First, let's get the terminology straight: music for piano four hands (also known as piano duet) vs. music for two pianos. Piano four hands means what you think it means: one piano with two pianists, side by side on the piano bench, one taking the high end of the keyboard and the other playing the low end. Cozy, intimate, lovely... but still restricted to the 88 keys of a single piano.
Ah, but when you have TWO pianos, you have at your fingertips greater dynamic range, thicker voicing in all registers and stereophonic sound, even from the unison sections.
It's music for two pianos that appears on this new disc.
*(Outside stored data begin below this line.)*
PR #412, opened 2019-02-21
Allow data: to not be part of sanitizer’s allowed protocols

charmander:
When `data:` wasn’t permitted, it could attempt to `del attrs[attr]` twice.


twm:
The change looks valid, but shouldn't there be a test case for this?

PR #413, opened 2019-03-07
max-width and min-width added to allowed_css_properties

kuvandjiev:
max-width and min-width added to allowed_css_properties to improve style sanitization.


ambv:
Superseded by #566.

One of the players is Vladimir Ashkenazy, who's one of the great pianists of recent decades, and the other player is his son Vovka.
Composers were particularly fond of two pianos when it came to versions of orchestral compositions. It was a way for folks to become acquainted with a new orchestral work, or to remind themselves of one they'd already heard and loved. Maurice Ravel's "La Valse" was given the two-piano treatment as a sort of test-drive for ballet impresario Sergei Diaghilev.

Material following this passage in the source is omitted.